В общем бараке с двойными нарами было тесно и душно, несмотря на
раскрытые настежь двери с обоих концов дома. Деревянный пол был посыпан
опилками, и дежурный, сидевший при входе, разглядывал в свете семилинейной
керосиновой лампы прыгающих в опилках блох. Время от времени, послюнив
палец, дежурный пускался на поиски стремительных насекомых.
В этом бараке и было отведено место приезжему. Ночной барачный дежурный
сделал неопределенный жест рукой, показывая в темный и вонючий угол, где
вповалку спали одетые люди и где не было места не только для человека, но и
для кошки.
Но приезжий спокойно натянул шапку на уши и, положив свои костыли на
длинный обеденный стол, взобрался на спящих людей сверху, лег и закрыл
глаза, не делая ни одного движения. Силой собственной тяжести он продавил
себе место в других телах, и если его сонные соседи делали движение - тело
приезжего немедленно вмещалось в это ничтожное свободное пространство.
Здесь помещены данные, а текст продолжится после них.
PR #42, opened 2015-04-30
Moving the mustache template (for the rest docs) to build tools 

Jiri-Kremser:
To enable generation of docs when offline. Currently there is a ling to github, this won't work without connection to internet. I've moved the template file into build tools repo. Parent module depends on it, and everything depends on parent module, so it should be cached in local mvn repo for all hawkular modules.


jshaughn:
I assume this is fine, I think only Jiri knows this anyway :)

Jiri-Kremser:
thank for merge,
Thomas S and Heiko know too :)
It was discussed here https://github.com/hawkular/hawkular-metrics/pull/190

PR #43, opened 2015-05-11
HWKALERTS-44 Add a standalone factory

lucasponce:
Small commit to add a helper factory for standalone cases.
It is mainly used for tests/demo purposes but I think it is more clear rather than invoking directly the implementations.
I have thought to do it in a pure SPI style but inter-dependencies have to be resolved manually in anycase so I decided to bring a small factory for it.


pilhuhn:
Factory of *what* ?

lucasponce:
Factory of Alerts/Definitions/Actions services.

PR #47, opened 2015-05-20
Upgrade to hawkular-parent 13

ppalaga:


ppalaga:
@jshaughn please review and eventually merge

PR #49, opened 2015-05-27
Cleanup pom dependencies

theute:


theute:
https://github.com/hawkular/hawkular-alerts/pull/48 should be applied first

PR #51, opened 2015-05-27
[HAWKULAR-138] shut down C* driver session

jsanda:
We need to call ```Session.close()``` on server shutdown; otherwise, while the embedded Cassandra instance has shutdown, the driver will continue trying to reconnect, delaying the Hawkular server shutdown.


lucasponce:
Good catch.
Thx for the PR John.
I'm going to consolidate it into alerts and definitions services implementations with some validation.

lucasponce:
I've consolidated this change on wintermute:
https://github.com/lucasponce/hawkular-alerts/commit/8a25b92181a97f0be34b061a4434a0eaeedd4428
As after the HAWKULAR-40 merge, we are going to rebase master with wintermute to maintain only a single branch for development.
Thx !

PR #53, opened 2015-05-30
HAWKULAR-286 - Accounts deployed inside EAR for alerts.

jpkrohling:


jpkrohling:
@vrockai , can you check if it solves your problem?

lucasponce:
Tested in a clean invironment with -Prest profile and it passes.

PR #55, opened 2015-06-01
Jshaughn/severity

jshaughn:
HWKALERTS-53 :  Add Severity to Alerting


hawkular-alerts-engine/src/main/java/org/hawkular/alerts/engine/impl/CassAlertsServiceImpl.java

Нащупав локтем и бедром доски нар, приезжий расслабил мускулы тела и заснул.
На другое утро выяснилось, что приехавший инвалид - тот самый
долгожданный старший делопроизводитель, которого так ждет управление лагеря.
В обед его вызвали к начальству, а к вечеру перевели в другой барак -
административной обслуги, где проживали все чиновники лагеря из заключенных.
Это был барак удивительной, редчайшей конструкции.
Его строили, когда начальником лагеря был бывший моряк, топивший в
восемнадцатом году Черноморский флот, когда туда приезжал знаменитый мичман
Раскольников.
Моряк сделал сухопутную лагерную карьеру, а постройка барака для
обслуги была его выдумкой, его данью своему морскому прошлому. В этом бараке
двухэтажные нары были подвесные - на стальных тросах. Висели кучками, по
четыре человека, как моряки в кубрике. Для прочности конструкция была
связана с одной стороны длинной железной толстой проволокой.